# Odoo 10 sin Overlay zugaina, con Overlay local [Solucionado]

## Eleazar Anzola

Buenos días estimados,

Después de algún tiempo sin utilizar Odoo quise volver a las andadas gracias a un amigo que me pidió un sistema de gestión de empresas, lo sugerí odoo que ya a estas alturas esta bastante maduro y sobrado para lo que se requería y opssssss sorpresa ya no esta más en zugaina.

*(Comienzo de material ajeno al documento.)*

PR #1250, opened 2018-11-11
Update set-showplan-text-transact-sql.md

gbritton1:
Change reference to osql to refer to sqlcmd instead, since osql is deprecated


PRMerger20:

PR #1258, opened 2018-11-12
Update examples-of-bulk-access-to-data-in-azure-blob-storage.md

FonsecaSergio:
Put a note regarding the case sensitive.

>  [!IMPORTANT]
>  All the paths to the container and to the files on blob are `CASE SENSITIVE`. If not correct, it might return error like "Cannot bulk load. The file "file.csv" does not exist or you don't have file access rights."
"


PRMerger9:
@FonsecaSergio : Thanks for your contribution! The author, @CarlRabeler, has been notified to review your proposed change.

Lo he buscado en la web pero solo me he topado con GitHub ó directo desde su web, le hice un server con Gentoo hace ya algún tiempo y quería seguir con la misma filosofía sin tener que bajarlo de externos.

Alguien sabe como ó donde encontrarlo para gentoo sin meterlo directo desde fuente?

----------

## cameta

https://gpo.zugaina.org/app-office/odoo

----------

## Eleazar Anzola

 *cameta wrote:*   

> https://gpo.zugaina.org/app-office/odoo

 

Ya había agregado ese repo pero aun así sigue sin reconocerlo, no logra encontrar el paquete ni la descarga.

----------

## cameta

Lo mejor sería montarlo como local overlay. y luego modificar el ebuild de manera que apuntase a la fuente actual.

http://nightly.odoo.com/${BASE_VERSION}/nightly/src/${PN}_${PV}.tar.gz

Como acabo de comprobar

http://nightly.odoo.com/8.0/nightly/src/

la fuente 20150609 no existe

Básicamente yo haría lo siguiente

1º Crear un local overlay

https://wiki.gentoo.org/wiki/Handbook:AMD64/Portage/CustomTree#Defining_a_custom_repository

https://wiki.gentoo.org/wiki/Overlay/Local_overlay

2º Cambiar el nombre del ebuild por

odoo-8.0.20160101.ebuild

ya que la fuente http://nightly.odoo.com/8.0/nightly/src/odoo_8.0.20160101.tar.gz si que existe. 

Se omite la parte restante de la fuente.